How about you GTFO, Saracen faggot? The US created the Internet. YT is an American company. Please go marry your cousin, like you all do. Filthy inbred swine.
fuck all childeren …
all childeren of apes and pigs
gggggggtfooooo sissys
Thanks! He’d like …
Thanks! He’d like you too, I’m sure, as long as you don’t mind a little woofing at. He likes to woof at people when he first meets them.
Love that pooch …
Love that pooch with old Momoud!
Thanks!
Thanks!
thats genius x]
thats genius x]
No, I’m just saying …
No, I’m just saying he’s always got an excuse for not fighting my dog.
Lol are you calling …
Lol are you calling Chuck a chicken?! Lol
Chuck Norris and my …
Chuck Norris and my dog were scheduled to spar, but Chuck reneged because he said “his knee was acting up.”
Inu is the Chuck …
Inu is the Chuck Norris of the canine world! lol
toxoplasma gondii.. …
toxoplasma gondii…sounds like a badass metal band or something…
I’m not sure the …
I’m not sure the title of the song, but it goes:
“Who put the ring in the ring-a-ding-ling-lang?
“Who put the bop in the bop-she-bop-bop?
“Who was that man?
“I’d like to shake his hand, because he made my baby fall in love with me.”
Personally, I think that cat owners are different because of a parasite transmitted to them by exposure to cat feces. It’s called “Toxoplasma gondii” and causes schizophrenia. I you not. Google it.

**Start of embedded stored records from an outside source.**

Issue #1266, opened 2020-11-03
Add binning of galaxy spectra 


dannygoldstein:
On the spectroscopy bokeh plot, add a slider bar that allows you to bin spectra in wavelength space

AlexGKim:
a +1 for this issue.

guynir42:
This will be important for DESI spectra.

guynir42:
Closed by #2486

PR #2149, opened 2021-07-27
Binning of spectroscopy plots

kmshin1397:
Implement a slider to apply binning to spectroscopy plots on the Source page. 
binning

Closes fritz-marshal/fritz-beta-feedback#109
Closes skyportal/skyportal#1266


static/js/plotjs/stackSpectra.js
```diff
@@ -0,0 +1,69 @@
+/* eslint-disable */
```
dmitryduev, line 1: Is this to bypass the import error or something else?

dmitryduev (approved):
LAwesomeTM!

static/js/plotjs/stackSpectra.js
kmshin1397: Hmm might be for undeclared variable? Since `bin_slider` is passed in by bokeh and isn't defined in that file. I'm not actually sure - that line is left over from copy-pasting the logic for the photometry binning :)

stefanv: Better to disable individual lines as needed.

stefanv: Can we reuse binning from photometry, or are they too different?

static/js/plotjs/stackSpectra.js
```diff
@@ -0,0 +1,69 @@
...
+const binsize = bin_slider.value;
+const fluxalph = binsize === 0 ? 1.0 : 0.1;
+
+for (let i = 0; i < n_labels; i++) {
+  const spectra = eval(`s${i}`);
```
stefanv, line 6: Is this eval necessary?

static/js/plotjs/stackSpectra.js
```diff
@@ -0,0 +1,69 @@
...
+  const fluxsource = spectra.data_source;
+  const binsource = eval(`bin${i}`).data_source;
```
stefanv, line 8: Same question here.

stefanv (commented):
Some minor comments, otherwise looks good to me.

dmitryduev:
@kmshin1397 would you anticipate finishing this off, or should someone else so that?

kmshin1397:
> @kmshin1397 would you anticipate finishing this off, or should someone else so that?

I can finish this off no problem

static/js/plotjs/stackSpectra.js
kmshin1397: I'll look into alternatives, but this how we've always accessed bokeh plot data sources within custom JS callbacks and I'm not aware of alternatives off the top of my head. Agreed it would be preferable not to use it

static/js/plotjs/stackSpectra.js
kmshin1397: The binning from photometry is fairly different. Namely, the photometry binning must deal with both the photometry points and the associated error bars when replotting based on binning changes, whereas the spectroscopy only cares about the one line. Also, the photometry is a scatter plot where the spectroscopy is a step function so that also slightly alters the data access methodology. I think it would be simpler to just keep them separate.

static/js/plotjs/stackSpectra.js
kmshin1397: Ok, I think I have a clean alternative, will update soon

kmshin1397: Ok @stefanv I believe the linting is much improved, not only here but in all the other Bokeh custom JS stuff. I chose to ignore the `no-undef` rule on a per-file basis because we often call variables dynamically passed in by Bokeh but not visible by ESLint when parsing the custom JS scripts. So that would just be a lot of lines with the "ignore this line because this variable will be there at runtime" behavior.

stefanv: Perfect! Thank you @kmshin1397.

stefanv (approved):
@kmshin1397 As always, your review response exceeds expectation.  We will miss you very much!  Thanks again, and good luck with everything.

dmitryduev:
Thank you, @kmshin1397! Can't add much to what @stefanv said...
CI failures seem unrelated, merging.

dmitryduev:
@stefanv ping!

acrellin:
@stefanv Friendly ping again :)

profjsb:
@guynir42 will check if this conflicts with his new PR

profjsb:
Superceded by #2486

That parasite is a great example of evolutionary biology, BTW.
blue moon, right? …
blue moon, right?
as for differences between dog and cat owners…i think dog owners enjoy getting and giving attention to their pets, while cat owners might just enjoy having a pet that doesn’t really need much attention (like a goldfish). cat’s are funny sometimes, but i’ll get my fill through youtube videos
Yeah, that’s from …
Yeah, that’s from an old fifties song. I paraphrased.
Hey, I was thinking about this today:
Do you think there is a fundamental difference between dog and cat owners, besides their pets? I mean, a certain mentality? Cat people tend to creep me out.
Inu is a rabid …
Inu is a rabid beast…what a badass dog, and i love those markings. oh, and i laughed so hard at the description that milk came out of my nose…and i wasn’t even drinking milk.
“Inu put the bop in the bop-she-bop-bop and the ring in the ring-a-ding-a-ling-lang.”
classic
Well, at least …
Well, at least something named Mohammed will finally sexually satisfy a woman…
I named my computer …
I named my computer and my ex’s vibrater muhammed.
I think it’s fitting in both situations.